Machine learning is a complex discipline. But implementing machine learning models is far less daunting and difficult than it used to be, thanks to machine learning frameworks—such as Google’s TensorFlow—that ease the process of acquiring data, training models, serving predictions, and refining future results.
Created by the Google Brain team, TensorFlow is an open source library for numerical computation and large-scale machine learning. TensorFlow bundles together a slew of machine learning and deep learning (aka neural networking) models and algorithms and makes them useful by way of a common metaphor. It uses Python to provide a convenient front-end API for building applications with the framework, while executing those applications in high-performance C++.
TensorFlow can train and run deep neural networks for handwritten digit classification, image recognition, word embeddings, recurrent neural networks, sequence-to-sequence models for machine translation, natural language processing, and PDE (partial differential equation) based simulations. Best of all, TensorFlow supports production prediction at scale, with the same models used for training.
How TensorFlow works
TensorFlow allows developers to create dataflow graphs—structures that describe how data moves through a graph, or a series of processing nodes. Each node in the graph represents a mathematical operation, and each connection or edge between nodes is a multidimensional data array, or tensor.
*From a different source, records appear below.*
PR #467, opened 2026-07-08
Add gateway derived-channel overlays

skbarber:
## Summary

- add `DerivedChannels` schema to `GEECS-Schemas`
- add gateway support for schema-validated derived numeric readbacks
- auto-load `scanner_configs/experiments/<Experiment>/gateway/derived_channels.yaml` from the configs repo when present
- keep `--derived-channels PATH` as an explicit override
- document the production path and add a derived-PV smoke test

## Review follow-up

- fixed derived reconnect recovery by clearing `_derived_last_written` for source-device derived PVs on reconnect and INVALID transitions
- derived PVs now initialize as `INVALID/UDF` until the first successful compute, avoiding valid-looking placeholder `0.0` values
- missing or non-numeric derived inputs mark the output `INVALID/UDF`
- persistent expression/runtime failures mark the output `INVALID/CALC` instead of holding a stale good value
- repeated identical derived INVALID states are transition-only and do not re-publish on every failing frame
- bad derived-channel config loads now include the offending file path in the exception
- added regression tests for reconnect with unchanged value, missing input, division-by-zero/runtime failure, initial INVALID state, repeated INVALID suppression, and corrupt YAML path reporting
- documented derived PV alarm semantics in `PV_CONTRACT.md` and `CHANGELOG.md`

## Validation

- `GEECS-Schemas`: `poetry run pytest tests/test_derived_channels.py tests/test_docgen.py -q` -> `91 passed`
- `GeecsCAGateway`: `poetry run pytest tests/test_derived_channels.py tests/test_entrypoint.py -q` -> `20 passed`
- commit hooks passed `ruff`, `ruff-format`, and `pydocstyle`
- earlier full gateway suite on this branch: `123 passed`
- live gateway smoke test: configs repo branch loaded `Undulator:TargetChamberPressure:Pressure`, and Phoebus displayed pressure from `U_VacuumGauge:AI_mean.Channel 0`

## Configs repo companion

Companion config PR: https://github.com/GEECS-BELLA/GEECS-Plugins-Configs/pull/12

It adds the tested `scanner_configs/experiments/Undulator/gateway/derived_channels.yaml` file.

### DIFF
--- a/CLAUDE.md
+++ b/CLAUDE.md
@@ -105,7 +105,8 @@ GEECS-Data-Utils     →  (no intra-repo deps — foundational data layer)
 LogMaker4GoogleDocs  →  (no intra-repo deps — pure Google API wrapper)
 
 ImageAnalysis        →  GEECS-Data-Utils
-GeecsCAGateway       →  (no intra-repo deps — the GEECS access layer:
+GeecsCAGateway       →  GEECS-Schemas (schema-only vocabulary for optional
+                        derived-channel overlays; otherwise the GEECS access layer:
                         wire protocol, DB, PV naming, CA server)
 GeecsBluesky         →  GEECS-Data-Utils, GeecsCAGateway
                         (+ ImageAnalysis, optional via the `analysis` extra —
--- a/GEECS-Schemas/CHANGELOG.md
+++ b/GEECS-Schemas/CHANGELOG.md
@@ -5,6 +5,15 @@ All notable changes to GEECS-Schemas are documented here.
 The format is based on [Keep a Changelog](https://keepachangelog.com/en/1.1.0/),
 and this project adheres to [Semantic Versioning](https://semver.org/spec/v2.0.0.html).
 
+## [0.3.0] - 2026-07-08
+
+### Added
+
+- `DerivedChannels` schema for CA gateway derived readbacks: operator-curated
+  read-only float PVs computed from one source device's numeric push-frame
+  values. Schema version 1 enforces same-source-device inputs so calculations
+  such as Convectron pressure from one DAQ analog input are frame-coherent.
+
 ## [0.2.0] - 2026-07-07
 
 ### Changed
--- a/GEECS-Schemas/geecs_schemas/__init__.py
+++ b/GEECS-Schemas/geecs_schemas/__init__.py
@@ -2,9 +2,9 @@
 
 Configs are schemas; YAML is just serialization.  This package is the single
 home of the models (vision doc §4): scan requests, save sets, scan variables,
-trigger profiles, and action plans — plus converters from every legacy YAML
-dialect (``geecs_schemas.convert``) and a Markdown reference generator
-(``geecs_schemas.docgen``).
+trigger profiles, action plans, and gateway derived channels — plus converters
+from every legacy YAML dialect (``geecs_schemas.convert``) and a Markdown
+reference generator (``geecs_schemas.docgen``).
 
 It depends on Pydantic only, so anything — engine, GUI, scripts, docs
 tooling — can import it without dragging in hardware or analysis stacks.
@@ -19,6 +19,11 @@ from geecs_schemas.action_plan import (
     RunPlanStep,
     SetStep,
     WaitStep,
+)
+from geecs_schemas.derived_channels import (
+    DerivedChannel,
+    DerivedChannels,
+    DerivedInput,
 )
 from geecs_schemas.experiment_defaults import DefaultActions, ExperimentDefaults
 from geecs_schemas.save_set import SaveRole, SaveSet, SaveSetEntry
@@ -65,6 +70,10 @@ __all__ = [
     "OptimizationSpec",
     "EvaluatorSpec",
     "GeneratorSpec",
+    # derived_channels
+    "DerivedChannels",
+    "DerivedChannel",
+    "DerivedInput",
     # save_set
     "SaveSet",
     "SaveSetEntry",
@@ -105,4 +114,5 @@ SCHEMA_REGISTRY: dict[str, type[VersionedSchemaModel]] = {
     "action_plan": ActionPlan,
     "action_plan_library": ActionPlanLibrary,
     "experiment_defaults": ExperimentDefaults,
+    "derived_channels": DerivedChannels,
 }
--- a/GEECS-Schemas/geecs_schemas/derived_channels.py
+++ b/GEECS-Schemas/geecs_schemas/derived_channels.py
@@ -1,0 +1,186 @@
+"""DerivedChannels — computed PV declarations for the CA gateway.
+
+This document declares operator-curated read-only PVs that the CA gateway
+computes from one source device's numeric push-frame values.  Use it for
+semantic quantities such as a Convectron pressure PV derived from a DAQ analog
+input voltage, where the result should be visible to Phoebus, archiving, and
+CA-backed clients like any other gateway readback.
+"""
+
+from __future__ import annotations
+
+from pydantic import Field, model_validator
+
+from geecs_schemas._base import SchemaModel, VersionedSchemaModel
+
+
+class DerivedInput(SchemaModel):
+    """One source variable bound to a symbol in a derived-channel formula."""
+
+    symbol: str = Field(
+        description=(
+            "Python-style symbol used in the expression, e.g. 'v' for a "
+            "voltage input. Must be a valid identifier and must not shadow a "
+            "reserved math function or constant."
+        )
+    )
+    device: str = Field(
+        description=(
+            "GEECS source device that provides this input variable, e.g. "
+            "'U_DaqPad1'. All inputs for one derived channel must come from "
+            "the same source device in schema version 1."
+        )
+    )
+    variable: str = Field(
+        description=(
+            "GEECS source variable on the input device, e.g. "
+            "'Analog Input 10'. The gateway subscribes to it even if it is not "
+            "exposed as its own raw readback PV."
+        )
+    )
+
+    @model_validator(mode="after")
+    def _validate_symbol(self) -> "DerivedInput":
+        if not self.symbol.isidentifier():
+            raise ValueError(f"input symbol {self.symbol!r} is not a valid identifier")
+        if self.symbol in {
+            "acos",
+            "asin",
+            "atan",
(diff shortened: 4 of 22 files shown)


skbarber:
**Review (agent-assisted; findings verified against the branch code). Verdict: needs two small fixes before merge; otherwise this is a strong PR.**

A lot verified good first: expression evaluation is AST-whitelisted (constants, bound symbols, arithmetic, 11 math funcs) with `__import__`/attribute-access/lambdas/subscripts all rejected at startup and runtime errors caught without killing the update loop; same-device frame coherence is correct (derived posts after raw data PVs and *before* the frame's timestamp PVs, carrying the source frame's device timestamp — pinned by test); cross-device inputs are schema-rejected in v1 with the vision-doc rationale documented; output PVs go through `normalize_pv_component` with startup collision detection; derived PVs are read-only with no `:SP`; config is whole-document-validated (no half-load), missing file is a clean no-op; zero per-update overhead for devices without derived channels; no cycles possible (inputs must name real devices); `poetry.lock` adds exactly geecs-schemas + pyyaml. Both suites green in a review worktree (schemas 209, gateway 123).

### 1. CONFIRMED BUG — derived deadband cache never cleared on reconnect → derived PV can stick INVALID/COMM forever
`gateway.py:587` clears `self._last_written[dev.name] = {}` on (re)subscribe precisely so "the first frame always posts (and clears any INVALID left from the drop)". The new `_derived_last_written` (created L161, checked L431-436) is **never cleared anywhere**. Scenario: `U_VacuumGauge` drops → `_mark_device_invalid` correctly sets `TargetChamberPressure:Pressure` INVALID/COMM → device reconnects with steady pressure → recomputed value equals the cached one → deadband `continue` suppresses the write → **the PV stays INVALID until the physical value changes**. Contradicts `_mark_device_invalid`'s own "recovery is automatic" docstring and PV_CONTRACT recovery semantics. Fix: in the resubscribe block next to L587, also pop the derived entries for that source device; add a reconnect test (the fake-server infra supports it — it's exactly the test that would have caught this).

### 2. Input variable names are never validated — a typo yields a permanently valid-looking 0.0
Source *devices* are validated loudly at startup (L224-228), but `inputs[].variable` is not checked against the device's DB variable set, and a missing input just skips computation while the PV sits at the 0.0 init placeholder with NO_ALARM. Derived inputs are the first hand-typed variable names to reach the subscription path (raw PV names all come from the DB and can't be wrong). `variable: "AI_mean.Channel O"` (letter O) → gateway starts clean, pressure PV reads 0.0 Torr, valid, forever. Fix: validate inputs against the DB variable list at startup, or at minimum init derived PVs at INVALID/UDF until first successful compute.

### 3. Worth deciding: persistent evaluation failure holds the last good value, looking live
Eval failure warns once and skips (L419-428) — the PV keeps its old value/timestamp with NO_ALARM as long as the failure persists. The vision coherence rules say failed → INVALID; either post INVALID/CALC on failure or document the hold in PV_CONTRACT.

### Merge order with #465 / #466 (the practical part)
- #465 touches GEECS-Schemas in 4 files; the trap is `pyproject.toml`: **both PRs set the identical `0.2.0` version string, which merges *cleanly*** — two different feature sets silently sharing one version. `CHANGELOG.md` conflicts textually at the same spot.
- #466 overlaps this PR on `gateway.py` / `config.py` / `channels.py` / PV_CONTRACT / CHANGELOG / pyproject, and this PR's `_make_callback` refactor sits exactly where #466's alarm publish lives — that rebase needs manual care.
- **Recommended order: #465 → #466 → #467** (matches the version numbering this PR already anticipated: gateway 0.8.0 above #466's 0.7.0). After the first two land, rebase this one and: bump GEECS-Schemas to **0.3.0** (move the derived-channels changelog entry under it), resolve the gateway overlaps, re-run `poetry lock`.

### Nits
- Wrap `load_derived_channels` errors with the file path (currently a bad YAML aborts startup without naming the file).
- `GEECS_PLUGINS_CONFIGS` is a brand-new env var that exists nowhere else — the Bluesky/GUI resolvers support only `GEECS_SCANNER_CONFIG_DIR` + config.ini, so DEPLOYMENT.md's "resolved the same way as scanner configs" overclaims; this is also a third hand-rolled copy of that resolution logic.
- Exact-duplicate derived spec is silently dropped (L232); log it. `_warn_once` key collides for two derived channels sharing an output variable name on one source device.
- Reserved-symbol list is duplicated between `geecs_schemas/derived_channels.py` and `geecs_ca_gateway/derived.py` (schemas can't import the gateway, so acceptable — cross-reference them in comments).
- Missing failure-mode tests: div-zero/missing-input at runtime, collision raise, corrupt-YAML startup, reconnect (finding 1).
- Root CLAUDE.md dep-graph edit is accurate for the gateway, but while touching it: the graph has no GEECS-Schemas node line yet and GeecsBluesky's line omits its geecs-schemas dep (pre-existing staleness on feat/vision-v1).

skbarber:
Addressed the review findings in `057048e8`.

- Cleared `_derived_last_written` for derived PVs on reconnect and when marking derived outputs INVALID, so unchanged values still recover from `INVALID/COMM`.
- Derived PVs now initialize `INVALID/UDF` until first successful compute.
- Missing or non-numeric inputs mark the output `INVALID/UDF` rather than leaving a valid-looking placeholder.
- Runtime expression failures mark the output `INVALID/CALC` rather than holding the last good value as live.
- `load_derived_channels` now wraps load/validation failures with the config file path.
- Added regression tests for reconnect with unchanged value, missing input, division-by-zero/runtime failure, initial INVALID state, and corrupt YAML path reporting.

Validation after the fix: `GeecsCAGateway` focused tests `19 passed`; `GEECS-Schemas` focused tests `91 passed`; commit hooks passed `ruff`, `ruff-format`, and `pydocstyle`.

skbarber:
**Re-review of 057048e8: ✅ findings resolved — two small items remain, neither needs another review round if done as described.**

Verified end-to-end: the reconnect trap is closed in both places (resubscribe pops the derived cache next to the existing raw-cache clear; `_mark_device_invalid` pops it for derived kinds before writing INVALID/COMM), and the new reconnect test exercises a real fake-server stop/restart with an *unchanged* value — reverting the source files while keeping the new tests confirms all three behavioral tests fail on the old code (genuine pins). The finding-1-in-a-new-costume trap is also closed: `_mark_derived_invalid` pops the cache as its first action, so an INVALID PV that recomputes to the same number always posts and clears — the deadband `continue` is only reachable while NO_ALARM. Initial `INVALID/UDF`, `INVALID/CALC` on failure, and path-named load errors all check out. Suites: gateway 127, schemas 209.

**Two pre-merge items (small):**
1. **Docs**: 057048e8 touches no docs — PV_CONTRACT §"Derived numeric channels" should document the new alarm semantics (INVALID/UDF until first compute — a deliberate divergence from the raw-readback 0.0-valid placeholder; UDF on missing/non-numeric input; CALC on expression failure; COMM on source disconnect) and the pinned-test table should gain the three new tests; CHANGELOG 0.8.0 entry should mention the operator-visible behavior.
2. **Per-frame INVALID re-publish**: `_mark_derived_invalid` runs on every failing frame and caproto publishes every write — a persistently broken derived PV (typo'd input, `''` pre-acquisition, div-zero regime) emits 1–5 events/s to all monitors + archiver with a wall-time-ticking timestamp. One-line fix: skip the write when the channel is already INVALID with the same status (transition-only).

Nit: the absent/empty-input path marks UDF with no log at all (only non-numeric inputs warn) — a one-time "input never seen in any frame" log would speed triage of typos.

Merge-order recommendation unchanged: **#465 → #466 → #467**, with #467's final rebase re-versioning GEECS-Schemas 0.2.0 → 0.3.0, regenerating the gateway poetry.lock, and resolving the gateway.py/config.py/CHANGELOG overlaps with #466.

skbarber:
Addressed the two pre-merge follow-ups in `f38024c6`.

- Added `PV_CONTRACT.md` coverage for derived PV alarm states: initial/missing/non-numeric input `INVALID/UDF`, expression failure `INVALID/CALC`, source disconnect `INVALID/COMM`, and recovery on the next successful compute even when the numeric value is unchanged.
- Added the new derived alarm tests to the pinned-test table and updated the `CHANGELOG.md` 0.8.0 entry for the operator-visible behavior.
- Changed `_mark_derived_invalid` to publish only the transition for repeated identical INVALID statuses, while still clearing `_derived_last_written` first so the next successful same-value compute posts and clears severity.
- Added `test_repeated_derived_failure_does_not_republish_invalid`.

Validation: `GeecsCAGateway` focused tests now `20 passed`; `GEECS-Schemas` focused tests `91 passed`; commit hooks passed `ruff`, `ruff-format`, and `pydocstyle`.

skbarber:
**Verified f38024c6: ✅ both pre-merge items done correctly — this PR is now clear pending the rebase after #465/#466.**

- **Transition-only guard**: exactly right — the deadband cache is still popped unconditionally *first* (preserving the same-value recovery guarantee), and the early-return triggers only when the channel is already INVALID with the same status, so a status *change* (UDF→CALC) still publishes. I traced the guard's reads through caproto: `ChannelData.severity/status` delegate to the alarm object, and `_collect_alarm` clears any pending native-evaluation override on every write — so the guard always compares the true published alarm state. The new test counts actual `write` calls across two consecutive div-zero frames — a genuine pin.
- **Docs**: PV_CONTRACT gains the full derived-alarm-state table (UDF/CALC/COMM + recovery-on-unchanged-value + transition-only), explicitly contrasted with the raw-readback 0.0 placeholder, and all five derived-alarm tests are in the pinned-test table. Changelog updated.

One piece of trivia for the record, no action needed: caproto's `_collect_alarm` has an upstream quirk (the severity condition tests `_status != alarm.status`, likely a copy-paste slip), which would drop a severity-only change with an unchanged status. Neither this PR nor #466 can hit it — every severity change here pairs with a status change (UDF↔CALC↔COMM; HIGH↔HIHI) — but worth knowing if a future overlay ever writes severity alone.

Remaining before merge, as previously agreed: land **#465 → #466 → this**, then rebase with GEECS-Schemas re-versioned 0.2.0 → 0.3.0, `poetry lock` regenerated, and the `gateway.py`/`config.py`/CHANGELOG overlaps with #466 resolved.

TensorFlow provides all of this for the programmer by way of the Python language. Python is easy to learn and work with, and provides convenient ways to express how high-level abstractions can be coupled together. Nodes and tensors in TensorFlow are Python objects, and TensorFlow applications are themselves Python applications.
The actual math operations, however, are not performed in Python. The libraries of transformations that are available through TensorFlow are written as high-performance C++ binaries. Python just directs traffic between the pieces, and provides high-level programming abstractions to hook them together.
TensorFlow applications can be run on most any target that’s convenient: a local machine, a cluster in the cloud, iOS and Android devices, CPUs or GPUs. If you use Google’s own cloud, you can run TensorFlow on Google’s custom TensorFlow Processing Unit (TPU) silicon for further acceleration. The resulting models created by TensorFlow, though, can be deployed on most any device where they will be used to serve predictions.
The single biggest benefit TensorFlow provides for machine learning development is abstraction. Instead of dealing with the nitty-gritty details of implementing algorithms, or figuring out proper ways to hitch the output of one function to the input of another, the developer can focus on the overall logic of the application. TensorFlow takes care of the details behind the scenes.
TensorFlow offers additional conveniences for developers who need to debug and gain introspection into TensorFlow apps. The eager execution mode lets you evaluate and modify each graph operation separately and transparently, instead of constructing the entire graph as a single opaque object and evaluating it all at once. The TensorBoard visualization suite lets you inspect and profile the way graphs run by way of an interactive, web-based dashboard.
And of course TensorFlow gains many advantages from the backing of an A-list commercial outfit in Google. Google has not only fueled the rapid pace of development behind the project, but created many significant offerings around TensorFlow that make it easier to deploy and easier to use: the above-mentioned TPU silicon for accelerated performance in Google’s cloud; an online hub for sharing models created with the framework; in-browser and mobile-friendly incarnations of the framework; and much more.
One caveat: Some details of TensorFlow’s implementation make it hard to obtain totally deterministic model-training results for some training jobs. Sometimes a model trained on one system will vary slightly from a model trained on another, even when they are fed the exact same data. The reasons for this are slippery—e.g., how random numbers are seeded and where, or certain non-deterministic behaviors when using GPUs). That said, it is possible to work around those issues, and TensorFlow’s team is considering more controls to affect determinism in a workflow.
TensorFlow vs. the competition
TensorFlow competes with a slew of other machine learning frameworks. PyTorch, CNTK, and MXNet are three major frameworks that address many of the same needs. Below I’ve noted where they stand out and come up short against TensorFlow.
PyTorch, in addition to being built with Python, and has many other similarities to TensorFlow: hardware-accelerated components under the hood, a highly interactive development model that allows for design-as-you-go work, and many useful components already included. PyTorch is generally a better choice for fast development of projects that need to be up and running in a short time, but TensorFlow wins out for larger projects and more complex workflows.
CNTK, the Microsoft Cognitive Toolkit, like TensorFlow uses a graph structure to describe dataflow, but focuses most on creating deep learning neural networks. CNTK handles many neural network jobs faster, and has a broader set of APIs (Python, C++, C#, Java). But CNTK isn’t currently as easy to learn or deploy as TensorFlow.